### WORK ORDER
Extract, unchanged, every line from the top of the material below through the line with "It appears that", and no more.

### SOURCE INFORMATION
..........
Issue #1697, opened 2016-08-21
Editor gadgets ignore row and column restrictions


masweeney:
Factor 0.98 x86.64 (1781, heads/master-eb8ce16277, Fri Aug 19 12:19:48 2016) (Linux, Debian)
Factor 0.97 x86.64 (stable release) (Windows 10)

It appears that the editor gadget ignores the `min/max-rows/cols` values unless it is contained in a viewport. Otherwise, it  #appears as a 1x14 pixel vertical line, and stretches to fill any text entered into it.

Here is an example:
```
<multiline-editor>
    10 >>min-rows
    20 >>max-rows
    60 >>min-cols 
    120 >>max-cols
    COLOR: blue <solid> >>interior 
gadget.
```

And if we set the text first:
```
<multiline-editor>
    10 >>min-rows
    20 >>max-rows
    5 >>min-cols 
    10 >>max-cols
    COLOR: blue <solid> >>interior 
dup gadget.
"any string longer than the maximum" swap set-editor-string
```

This also happens when using `open-window` instead of `gadget.`, and when manually typing the text instead of setting it.

bjourne:
I'm not sure this is a bug. Those slots are only intended for size calculations when the editor is placed inside a viewport, such as a scroller.  Other gadgets such as tables work the same way. Instead, you can use pref-dim to set a preferred gadget size: `<multiline-editor> { 800 600 } >>pref-dim`

masweeney:
Then would it make sense to move those properties to the viewport instead? I would actually prefer to be able to specify the editor's size based on columns and rows rather than setting the dimension in pixels.

mrjbq7:
In the meantime we could either merge your patch or add an `editor-min-dim` that does the calculation and you can do `dup editor-min-dim >>pref-dim`...?

mrjbq7:
I have to get some time to look at the implications of the patch still.

AlexIljin:
@masweeney: "I would actually prefer to be able to specify the editor's size based on columns and rows rather than setting the dimension in pixels."

How would that work for variable width fonts?

masweeney:
It probably makes the most sense to just move the calculations I put in pref-dim* into a separate function and managing the size with `dup editor-min-dim >>pref-dim` so that it behaves the same way as other gadgets.

@AlexIljin also raises a good point about variable width fonts (though it makes me wonder what the viewport does about that).

Thanks for the suggestions!

masweeney:
[...]

PR #1698, opened 2016-08-22
Editor sizing

masweeney:
This fixes issue #1697, so that the editor gadget now respects the min/max-row/col parameters when calculating its preferred size.

P.S. new to `git` - let me know if I screwed this up

### DIFF
--- a/basis/ui/gadgets/editors/editors.factor
+++ b/basis/ui/gadgets/editors/editors.factor
@@ -2,7 +2,7 @@
 ! See http://factorcode.org/license.txt for BSD license.
 USING: accessors arrays assocs calendar colors.constants
 combinators combinators.short-circuit documents
-documents.elements fry grouping kernel locals make math
+documents.elements fry grouping kernel strings locals make math
 math.functions math.order math.ranges math.rectangles
 math.vectors models models.arrow namespaces opengl sequences
 sorting splitting timers ui.baseline-alignment ui.clipboards
--- a/basis/ui/gadgets/editors/editors.factor
+++ b/basis/ui/gadgets/editors/editors.factor
@@ -213,9 +213,24 @@ M: editor draw-gadget*
         [ draw-lines ] [ draw-caret ] bi
     ] with-variable ;
 
+: dim-by-minmax ( editor -- dim ) 
+    [ font>> ] keep
+        [ dup max-rows>> "" resize-string [ drop CHAR: \n ] map
+            swap max-cols>> "" resize-string [ drop CHAR: x ] map append text-dim ]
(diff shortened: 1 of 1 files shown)


AlexIljin:
I'll comment on the git log messages. The accepted template is:

```
<vocab(s)>: <short-summary>

[long-summary]
```

All lines should not exceed 75 characters. For example: `ui.gadgets.editors: editor pref-dim* uses max/min-row/column preferences`

Another note: no need to include the merge commit in the pull request. It's up to the receiving repository to decide whether to pull as merge or as rebase.

Finally, all these three commits could be squashed together, if there is no value in them being separate.

basis/ui/gadgets/editors/editors.factor
```diff
@@ -213,9 +213,37 @@ M: editor draw-gadget*
         [ draw-lines ] [ draw-caret ] bi
     ] with-variable ;
 
+<PRIVATE
+
+: row,col-dim ( font r c -- dim )
+    "" resize-string [ drop CHAR: x ] map
```
mrjbq7: This should just be `CHAR: x <string>`.

basis/ui/gadgets/editors/editors.factor
```diff
@@ -213,9 +213,37 @@ M: editor draw-gadget*
...
+    swap "" resize-string [ drop CHAR: \n ] map 
+    append text-dim ;
+
+: min-dim ( font editor -- dim )
+    [ min-rows>> 0 [ and ] most ]
```
mrjbq7: Could do `[ 0 ] unless`, I think.

basis/ui/gadgets/editors/editors.factor
```diff
@@ -213,9 +213,37 @@ M: editor draw-gadget*
...
+    
+PRIVATE>
+
 M: editor pref-dim*
     ! Add some space for the caret.
-    [ font>> ] [ control-value ] bi text-dim { 1 0 } v+ ;
+    ! Now respects min/max-row/col parameters
+    [ font>> ] keep
+    [ max-dim ]
+    [ txt-dim ]
```
mrjbq7: I realize you are lining up with min and max but we try not to do too much abbreviation.

basis/ui/gadgets/editors/editors.factor
AlexIljin: Yes, but with a star: `[ 0 ] unless*`.

masweeney:
Thank you for the feedback. I submitted a different pull request (#1699) with these changes, in addition to those suggested in issue #1697.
..........
### RESPONSE TO THIS EXERCISE
Issue #1697, opened 2016-08-21
Editor gadgets ignore row and column restrictions


masweeney:
Factor 0.98 x86.64 (1781, heads/master-eb8ce16277, Fri Aug 19 12:19:48 2016) (Linux, Debian)
Factor 0.97 x86.64 (stable release) (Windows 10)

It appears that the editor gadget ignores the `min/max-rows/cols` values unless it is contained in a viewport. Otherwise, it  #appears as a 1x14 pixel vertical line, and stretches to fill any text entered into it.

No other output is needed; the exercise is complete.